_About this exercise_
Write out every entry below word for word, leaving nothing out.

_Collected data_
....................
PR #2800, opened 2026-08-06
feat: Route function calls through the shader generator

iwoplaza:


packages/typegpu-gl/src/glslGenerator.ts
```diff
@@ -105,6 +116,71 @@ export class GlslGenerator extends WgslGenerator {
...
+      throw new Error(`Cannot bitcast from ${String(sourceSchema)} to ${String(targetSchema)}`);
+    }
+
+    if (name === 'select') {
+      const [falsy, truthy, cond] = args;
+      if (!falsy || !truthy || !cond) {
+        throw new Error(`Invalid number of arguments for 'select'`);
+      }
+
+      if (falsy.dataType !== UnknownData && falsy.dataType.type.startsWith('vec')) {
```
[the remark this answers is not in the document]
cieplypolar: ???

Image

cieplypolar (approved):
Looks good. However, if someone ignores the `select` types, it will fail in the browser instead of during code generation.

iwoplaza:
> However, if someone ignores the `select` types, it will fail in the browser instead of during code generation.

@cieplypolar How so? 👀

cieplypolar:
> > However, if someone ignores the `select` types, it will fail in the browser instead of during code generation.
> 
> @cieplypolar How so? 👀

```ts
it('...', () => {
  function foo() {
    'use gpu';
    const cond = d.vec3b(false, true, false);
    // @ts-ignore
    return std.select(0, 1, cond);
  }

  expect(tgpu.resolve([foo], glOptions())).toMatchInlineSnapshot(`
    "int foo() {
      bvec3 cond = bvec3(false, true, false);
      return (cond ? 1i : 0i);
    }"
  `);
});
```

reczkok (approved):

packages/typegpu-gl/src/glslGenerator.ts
....................
_Response to this exercise_
PR #2800, opened 2026-08-06
feat: Route function calls through the shader generator

iwoplaza:


packages/typegpu-gl/src/glslGenerator.ts
```diff
@@ -105,6 +116,71 @@ export class GlslGenerator extends WgslGenerator {
...
+      throw new Error(`Cannot bitcast from ${String(sourceSchema)} to ${String(targetSchema)}`);
+    }
+
+    if (name === 'select') {
+      const [falsy, truthy, cond] = args;
+      if (!falsy || !truthy || !cond) {
+        throw new Error(`Invalid number of arguments for 'select'`);
+      }
+
+      if (falsy.dataType !== UnknownData && falsy.dataType.type.startsWith('vec')) {
```
[the remark this answers is not in the document]
cieplypolar: ???

Image

cieplypolar (approved):
Looks good. However, if someone ignores the `select` types, it will fail in the browser instead of during code generation.

iwoplaza:
> However, if someone ignores the `select` types, it will fail in the browser instead of during code generation.

@cieplypolar How so? 👀

cieplypolar:
> > However, if someone ignores the `select` types, it will fail in the browser instead of during code generation.
> 
> @cieplypolar How so? 👀

```ts
it('...', () => {
  function foo() {
    'use gpu';
    const cond = d.vec3b(false, true, false);
    // @ts-ignore
    return std.select(0, 1, cond);
  }

  expect(tgpu.resolve([foo], glOptions())).toMatchInlineSnapshot(`
    "int foo() {
      bvec3 cond = bvec3(false, true, false);
      return (cond ? 1i : 0i);
    }"
  `);
});
```

reczkok (approved):

packages/typegpu-gl/src/glslGenerator.ts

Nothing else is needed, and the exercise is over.